Use the code as above to create randomized ranking data.

df = pd.read_csv("./", encoding='utf-8', dtype=str)
df = (df, columns=['semester1', 'semester2', 'semester3'], dtype=)

df['total'] = (df['semester1'] + df['semester2'] + df['semester3']) / 3
df = df.sort_values('total')

fig, ax = ()
('classic')
('RANK')
width = 0.2
x = (range(0, 10))
rect1 = (x-2*width, df['semester1'], width=width, label='semester1')
rect2 = (x-width, df['semester2'], width=width, label='semester2')
rect3 = (x, df['semester3'], width=width, label='semester3')
for r in rect1:
    (r.get_x(), r.get_height(), r.get_height())
for r in rect2:
    (r.get_x(), r.get_height(), r.get_height())
for r in rect3:
    (r.get_x(), r.get_height(), r.get_height())
(ncol=1)
()

Code drawing as above:

Wiremap :

  • Make some adjustments to this image and ask for 5 full peaks to appear.
  • Increase the amplitude of the cos waveform.
  • Turn up the frequency of the sin waveform.
import numpy as np
from matplotlib import pyplot as plt

x = (-5 * , 5 * , 500)
y1 = 3 * (x)
y2 = (4*x)

fig, ax = ()
('classic')
["right"].set_visible(False)
["top"].set_visible(False)
['bottom'].set_position(('data',0))
.set_ticks_position('bottom')
['left'].set_position(('data',0))
.set_ticks_position('left')
(x, y1, color='blue', linestyle='-', label='y=3cosx')
(x, y2, color='red', linestyle='-', label='y=sin3x')
()
()

Showing Beijing's air quality data in a line graph

Shows the change in monthly average PM Index data over 10-15 years, with 6 curves in one graph and 1 curve for each year.

import numpy as np
import pandas as pd
from matplotlib import pyplot as plt
orig_df = pd.read_csv("./BeijingPM20100101_20151231.csv", encoding='utf-8', dtype=str)
orig_df = (orig_df, columns=['year', 'month', 'PM_US Post'])
df = orig_df.dropna(0, how='any')
df['month'] = df['month'].astype(int)
df['year'] = df['year'].astype(int)
df['PM_US Post'] = df['PM_US Post'].astype(int)
df.reset_index(drop=True, inplace=True)
num = len(df)
section = (1, 13)
record = 0
fig, ax = ()
('classic')
("2010-2015 Beijing average PM2.5(from PM_US Post) per month")

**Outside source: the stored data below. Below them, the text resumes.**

PR #614, opened 2023-10-10
Avoid explicitly using lstate records

sarranz:
Using explicit records for `lstate`s in lemmas makes changing that datatype very involved. I made some cosmetic changes to `eval_instr` in `linear_sem` to use `Let` instead of if-then-else, let me know if you think it's a bad idea.
Sorry for the string of boring refactoring PRs, hopefully I'm done.

### DIFF
--- a/proofs/lang/linear_facts.v
+++ b/proofs/lang/linear_facts.v
@@ -1,16 +1,18 @@
-From mathcomp Require Import all_ssreflect all_algebra.
-Require Import Lia Relations.
+From Coq Require Import Relations.
+From mathcomp Require Import
+  all_ssreflect
+  all_algebra.
+
 Require Import
-  utils
-  psem
-  psem_facts
-  one_varmap
-  fexpr
+  fexpr_facts
   label
   linear
-  fexpr_sem
-  fexpr_facts
-  linear_sem.
+  linear_sem
+  one_varmap
+  psem
+  psem_facts
+  sem_one_varmap
+.
 
 Set Implicit Arguments.
 Unset Strict Implicit.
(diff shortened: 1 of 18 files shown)


proofs/lang/linear_facts.v
```diff
@@ -0,0 +1,165 @@
...
+
+Lemma lsem_trans4 lp ls0 ls1 ls2 ls3 ls4 :
+  lsem lp ls0 ls1 ->
+  lsem lp ls1 ls2 ->
+  lsem lp ls2 ls3 ->
+  lsem lp ls3 ls4 ->
+  lsem lp ls0 ls4.
+Proof. by repeat (move=> /lsem_trans /[apply]). Qed.
+
+Lemma lsem_trans5 lp ls0 ls1 ls2 ls3 ls4 ls5 :
```
bgregoir, line 62: I think we can define something in a more generic way.

From mathcomp Require Import all_ssreflect.

Section Trans.

Context (A : Type) (R : A -> A -> Prop).
Context (Rtrans : forall x y z, R x y -> R y z -> R x z).

Fixpoint trans_spec_aux (a0 an:A) (l:list A) : Prop :=
  match l with
  | [::]     => R a0 an
  | an1::l => R an an1 -> trans_spec_aux a0 an1 l
  end.

Definition trans_spec (l:list A) := 
   match l with
   | [::] => True
   | [::a0] => R a0 a0 -> R a0 a0
   | a0::a1::l => R a0 a1 -> trans_spec_aux a0 a1 l
   end.

(* Another definition but need reflexivity *)
Definition trans_spec' (l:list A) := 
   match l with
   | [::] => True
   | a0::l => trans_spec_aux a0 a0 l
   end.

Lemma trans_spec_auxP a0 an l : 
  R a0 an ->
  trans_spec_aux a0 an l.
Proof. 
  elim: l an => //= an1 l hrec an h0n hnn1.
  apply/hrec;apply:Rtrans h0n hnn1.
Qed.

Lemma trans_specP l : trans_spec l.
Proof.
  case: l => //= a0 [ // | a1 l].
  apply trans_spec_auxP.
Qed.

Context (Rrefl : forall x, R x x). 

Lemma trans_spec'P l : trans_spec' l.
Proof.
  case: l => //= a0 l; apply/trans_spec_auxP/Rrefl.
Qed.

sarranz: Should I still define
```
Lemma lsem_trans3 lp ls0 ls1 ls2 ls3 :
  lsem lp ls0 ls1 ->
  lsem lp ls1 ls2 ->
  lsem lp ls2 ls3 ->
  lsem lp ls0 ls3.
Proof. exact: (trans_spec'P [:: _; _; _; _ ]). Qed.
```
or use `trans_spec'P` directly? Maybe it particularizing makes it more convenient for `eapply`, `eauto` and `Search`.

bgregoir: I have no strong opinion on that...

proofs/lang/linear_facts.v
```diff
@@ -0,0 +1,217 @@
...
+  linear_sem
+  one_varmap
+  psem
+  sem_one_varmap.
+
+Set Implicit Arguments.
+Unset Strict Implicit.
+Unset Printing Implicit Defensive.
+
+Section TRANSN.
```
bgregoir, line 18: Can you move this section to utils

bgregoir (commented):
After that, I think we can merge

proofs/lang/linear_facts.v
bgregoir: Ping!

sarranz: Done, sorry for the delay.

bgregoir:
Can you fix the conflict, I think then we can merge.

sarranz:
I fixed the conflicts. I did not propagate the changes to the stack zeroization proofs, we still use the lstate record explicitly there. That's the reason we still need the lemma I left with FIXME.

bgregoir (approved):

for nowyear in range(2010, 2016):
    i = record
    result = [0 for i in range(13)]
    nowsum = 0
    cntday = 0
    nowmonth = 1
    while i < num:
        if df['month'][i] == nowmonth:
            cntday = cntday + 1
            nowsum = nowsum + df['PM_US Post'][i]
        else:
            if df['year'][i] != nowyear:
                record = i
                result[nowmonth] = nowsum / cntday
                break
            result[nowmonth] = nowsum / cntday
            cntday = 1
            nowsum = df['PM_US Post'][i]
            nowmonth = df['month'][i]
        i = i + 1
    result = result[1:]
    #
    x = (range(1, 13))
    (x, result, linestyle='-', label=str(nowyear))
()
()

To this article on the implementation of Python data visualization case study is introduced to this article, more related Python data visualization content please search for my previous posts or continue to browse the following related articles I hope that you will support me in the future!